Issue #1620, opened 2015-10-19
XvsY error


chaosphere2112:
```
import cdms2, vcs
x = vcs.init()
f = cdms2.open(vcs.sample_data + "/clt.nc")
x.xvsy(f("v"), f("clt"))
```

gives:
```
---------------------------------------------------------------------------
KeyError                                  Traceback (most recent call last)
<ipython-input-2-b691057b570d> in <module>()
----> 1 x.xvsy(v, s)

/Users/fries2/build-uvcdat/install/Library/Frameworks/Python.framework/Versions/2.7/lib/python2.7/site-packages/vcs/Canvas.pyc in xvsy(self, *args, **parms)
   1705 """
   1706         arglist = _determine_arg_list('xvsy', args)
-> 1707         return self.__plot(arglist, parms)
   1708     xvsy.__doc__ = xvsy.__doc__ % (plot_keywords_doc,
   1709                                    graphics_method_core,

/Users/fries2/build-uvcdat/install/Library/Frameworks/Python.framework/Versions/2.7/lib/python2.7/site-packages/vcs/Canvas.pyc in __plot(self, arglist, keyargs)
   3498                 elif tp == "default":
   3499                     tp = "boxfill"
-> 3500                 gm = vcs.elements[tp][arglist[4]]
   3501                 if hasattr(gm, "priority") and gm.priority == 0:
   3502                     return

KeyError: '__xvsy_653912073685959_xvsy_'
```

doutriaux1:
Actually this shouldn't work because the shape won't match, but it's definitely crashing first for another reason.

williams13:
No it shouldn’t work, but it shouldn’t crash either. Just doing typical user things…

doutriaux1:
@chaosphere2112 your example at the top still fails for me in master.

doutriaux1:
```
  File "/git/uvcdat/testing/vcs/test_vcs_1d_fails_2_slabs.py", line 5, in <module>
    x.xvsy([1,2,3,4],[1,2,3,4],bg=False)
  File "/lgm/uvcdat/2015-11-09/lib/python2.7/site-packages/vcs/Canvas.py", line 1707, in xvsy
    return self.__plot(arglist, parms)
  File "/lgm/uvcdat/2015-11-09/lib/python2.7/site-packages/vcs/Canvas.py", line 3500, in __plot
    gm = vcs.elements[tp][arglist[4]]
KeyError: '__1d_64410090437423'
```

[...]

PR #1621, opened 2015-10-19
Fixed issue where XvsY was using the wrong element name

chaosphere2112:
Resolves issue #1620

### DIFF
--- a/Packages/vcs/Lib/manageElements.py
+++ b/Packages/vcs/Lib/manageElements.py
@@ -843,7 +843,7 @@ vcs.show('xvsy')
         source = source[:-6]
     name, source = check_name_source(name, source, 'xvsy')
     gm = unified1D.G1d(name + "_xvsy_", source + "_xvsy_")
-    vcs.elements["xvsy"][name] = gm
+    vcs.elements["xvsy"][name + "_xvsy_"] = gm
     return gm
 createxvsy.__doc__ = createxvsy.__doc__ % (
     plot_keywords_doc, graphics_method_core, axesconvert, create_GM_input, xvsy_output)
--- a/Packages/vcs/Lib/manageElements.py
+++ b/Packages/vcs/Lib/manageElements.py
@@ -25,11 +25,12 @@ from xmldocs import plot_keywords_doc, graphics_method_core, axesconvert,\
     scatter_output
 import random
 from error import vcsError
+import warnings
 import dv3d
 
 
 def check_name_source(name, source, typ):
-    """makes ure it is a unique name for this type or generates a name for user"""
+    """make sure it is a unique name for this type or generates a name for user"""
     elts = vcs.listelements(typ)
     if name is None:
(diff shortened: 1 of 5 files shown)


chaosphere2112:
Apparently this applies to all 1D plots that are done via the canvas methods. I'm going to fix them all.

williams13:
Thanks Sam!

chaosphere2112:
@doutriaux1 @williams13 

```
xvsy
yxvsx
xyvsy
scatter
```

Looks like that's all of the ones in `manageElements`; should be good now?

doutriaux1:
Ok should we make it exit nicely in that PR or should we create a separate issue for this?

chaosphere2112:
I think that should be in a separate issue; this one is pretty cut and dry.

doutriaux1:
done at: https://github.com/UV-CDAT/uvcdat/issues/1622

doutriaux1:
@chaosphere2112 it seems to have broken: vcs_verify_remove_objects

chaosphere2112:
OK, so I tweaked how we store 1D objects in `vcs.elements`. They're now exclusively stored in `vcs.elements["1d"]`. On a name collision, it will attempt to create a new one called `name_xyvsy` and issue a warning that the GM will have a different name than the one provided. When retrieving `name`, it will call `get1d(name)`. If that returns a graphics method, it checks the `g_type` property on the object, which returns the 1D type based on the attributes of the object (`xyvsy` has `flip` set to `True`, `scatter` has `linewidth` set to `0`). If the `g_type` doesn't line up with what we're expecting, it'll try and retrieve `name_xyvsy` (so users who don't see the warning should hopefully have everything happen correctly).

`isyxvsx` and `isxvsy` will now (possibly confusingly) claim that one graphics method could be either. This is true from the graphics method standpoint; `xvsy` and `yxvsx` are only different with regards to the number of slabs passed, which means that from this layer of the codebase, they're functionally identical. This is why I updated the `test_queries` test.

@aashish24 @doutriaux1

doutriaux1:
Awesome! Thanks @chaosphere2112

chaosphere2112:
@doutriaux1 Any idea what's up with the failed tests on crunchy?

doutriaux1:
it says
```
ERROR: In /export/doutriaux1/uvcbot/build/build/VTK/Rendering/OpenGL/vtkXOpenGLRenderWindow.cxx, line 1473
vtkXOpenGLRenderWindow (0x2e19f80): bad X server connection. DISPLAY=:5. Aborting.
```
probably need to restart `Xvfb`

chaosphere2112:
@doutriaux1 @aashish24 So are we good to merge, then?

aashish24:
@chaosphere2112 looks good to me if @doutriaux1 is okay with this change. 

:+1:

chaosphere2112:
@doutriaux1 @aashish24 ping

▬▬▬

**Exercise aim**
The whole listing above needs to be transcribed exactly.

**Final answer**
Issue #1620, opened 2015-10-19
XvsY error


chaosphere2112:
```
import cdms2, vcs
x = vcs.init()
f = cdms2.open(vcs.sample_data + "/clt.nc")
x.xvsy(f("v"), f("clt"))
```

gives:
```
---------------------------------------------------------------------------
KeyError                                  Traceback (most recent call last)
<ipython-input-2-b691057b570d> in <module>()
----> 1 x.xvsy(v, s)

/Users/fries2/build-uvcdat/install/Library/Frameworks/Python.framework/Versions/2.7/lib/python2.7/site-packages/vcs/Canvas.pyc in xvsy(self, *args, **parms)
   1705 """
   1706         arglist = _determine_arg_list('xvsy', args)
-> 1707         return self.__plot(arglist, parms)
   1708     xvsy.__doc__ = xvsy.__doc__ % (plot_keywords_doc,
   1709                                    graphics_method_core,

/Users/fries2/build-uvcdat/install/Library/Frameworks/Python.framework/Versions/2.7/lib/python2.7/site-packages/vcs/Canvas.pyc in __plot(self, arglist, keyargs)
   3498                 elif tp == "default":
   3499                     tp = "boxfill"
-> 3500                 gm = vcs.elements[tp][arglist[4]]
   3501                 if hasattr(gm, "priority") and gm.priority == 0:
   3502                     return

KeyError: '__xvsy_653912073685959_xvsy_'
```

doutriaux1:
Actually this shouldn't work because the shape won't match, but it's definitely crashing first for another reason.

williams13:
No it shouldn’t work, but it shouldn’t crash either. Just doing typical user things…

doutriaux1:
@chaosphere2112 your example at the top still fails for me in master.

doutriaux1:
```
  File "/git/uvcdat/testing/vcs/test_vcs_1d_fails_2_slabs.py", line 5, in <module>
    x.xvsy([1,2,3,4],[1,2,3,4],bg=False)
  File "/lgm/uvcdat/2015-11-09/lib/python2.7/site-packages/vcs/Canvas.py", line 1707, in xvsy
    return self.__plot(arglist, parms)
  File "/lgm/uvcdat/2015-11-09/lib/python2.7/site-packages/vcs/Canvas.py", line 3500, in __plot
    gm = vcs.elements[tp][arglist[4]]
KeyError: '__1d_64410090437423'
```

[...]

PR #1621, opened 2015-10-19
Fixed issue where XvsY was using the wrong element name

chaosphere2112:
Resolves issue #1620

### DIFF
--- a/Packages/vcs/Lib/manageElements.py
+++ b/Packages/vcs/Lib/manageElements.py
@@ -843,7 +843,7 @@ vcs.show('xvsy')
         source = source[:-6]
     name, source = check_name_source(name, source, 'xvsy')
     gm = unified1D.G1d(name + "_xvsy_", source + "_xvsy_")
-    vcs.elements["xvsy"][name] = gm
+    vcs.elements["xvsy"][name + "_xvsy_"] = gm
     return gm
 createxvsy.__doc__ = createxvsy.__doc__ % (
     plot_keywords_doc, graphics_method_core, axesconvert, create_GM_input, xvsy_output)
--- a/Packages/vcs/Lib/manageElements.py
+++ b/Packages/vcs/Lib/manageElements.py
@@ -25,11 +25,12 @@ from xmldocs import plot_keywords_doc, graphics_method_core, axesconvert,\
     scatter_output
 import random
 from error import vcsError
+import warnings
 import dv3d
 
 
 def check_name_source(name, source, typ):
-    """makes ure it is a unique name for this type or generates a name for user"""
+    """make sure it is a unique name for this type or generates a name for user"""
     elts = vcs.listelements(typ)
     if name is None:
(diff shortened: 1 of 5 files shown)


chaosphere2112:
Apparently this applies to all 1D plots that are done via the canvas methods. I'm going to fix them all.

williams13:
Thanks Sam!

chaosphere2112:
@doutriaux1 @williams13 

```
xvsy
yxvsx
xyvsy
scatter
```

Looks like that's all of the ones in `manageElements`; should be good now?

doutriaux1:
Ok should we make it exit nicely in that PR or should we create a separate issue for this?

chaosphere2112:
I think that should be in a separate issue; this one is pretty cut and dry.

doutriaux1:
done at: https://github.com/UV-CDAT/uvcdat/issues/1622

doutriaux1:
@chaosphere2112 it seems to have broken: vcs_verify_remove_objects

chaosphere2112:
OK, so I tweaked how we store 1D objects in `vcs.elements`. They're now exclusively stored in `vcs.elements["1d"]`. On a name collision, it will attempt to create a new one called `name_xyvsy` and issue a warning that the GM will have a different name than the one provided. When retrieving `name`, it will call `get1d(name)`. If that returns a graphics method, it checks the `g_type` property on the object, which returns the 1D type based on the attributes of the object (`xyvsy` has `flip` set to `True`, `scatter` has `linewidth` set to `0`). If the `g_type` doesn't line up with what we're expecting, it'll try and retrieve `name_xyvsy` (so users who don't see the warning should hopefully have everything happen correctly).

`isyxvsx` and `isxvsy` will now (possibly confusingly) claim that one graphics method could be either. This is true from the graphics method standpoint; `xvsy` and `yxvsx` are only different with regards to the number of slabs passed, which means that from this layer of the codebase, they're functionally identical. This is why I updated the `test_queries` test.

@aashish24 @doutriaux1

doutriaux1:
Awesome! Thanks @chaosphere2112

chaosphere2112:
@doutriaux1 Any idea what's up with the failed tests on crunchy?

doutriaux1:
it says
```
ERROR: In /export/doutriaux1/uvcbot/build/build/VTK/Rendering/OpenGL/vtkXOpenGLRenderWindow.cxx, line 1473
vtkXOpenGLRenderWindow (0x2e19f80): bad X server connection. DISPLAY=:5. Aborting.
```
probably need to restart `Xvfb`

chaosphere2112:
@doutriaux1 @aashish24 So are we good to merge, then?

aashish24:
@chaosphere2112 looks good to me if @doutriaux1 is okay with this change. 

:+1:

chaosphere2112:
@doutriaux1 @aashish24 ping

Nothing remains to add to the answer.